What is needed is the number of lines below that contain the word "used", with no other output.

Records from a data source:
--- --- ---

PR #3730, opened 2024-03-20
Forum entity to hold Discussions

techsmyth:
Forum entity added to hold Discussions. Split out from Communication, and only used under Platform. 

This clears out a big pile of functionality that was not used within Spaces. 

+ add privacy mode to discussions in preparation for authorization control
Only adding flag for now; usage + modes depend on further discussion. Slight improvement in authorization policy effectiveness.

Moved anonymous read access to child entities; not on platform level itself. 

To TEST:
- ensure do authorization reset on platform!


me-andre (commented):
Started review

src/common/enums/forum.discussion.privacy.ts
```diff
@@ -0,0 +1,11 @@
+import { registerEnumType } from '@nestjs/graphql';
+
+export enum ForumDiscussionPrivacy {
+  AUTHOR = 'author',
+  AUTHENTICATED = 'authenticated',
+  PUBLIC = 'public',
+}
+
+registerEnumType(ForumDiscussionPrivacy, {
```
me-andre, line 9: Ideally, GraphQL-related calls shouldn't go along with base enum declarations since GraphQL is the API, hence, View layer and this enum is business layer or the Model in MVC terms. In practice, as a developer I may want to import this enum in an environment where GraphQL is not initialized or even not able to be initialized.
I'm posting it mainly to create awareness because it's done like that everywhere in the app anyway.

valentinyanakiev (approved):
Seems to be working to me. Verified with client:
- No regressions found on old messages / updates
- Discussions are under Forum
- Authorization policy reset had the policy reset of discussions
- Old forum discussions were accessible
- I could upload an image to a discussion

--- --- ---

__OUTPUT FOR THIS EXERCISE__
2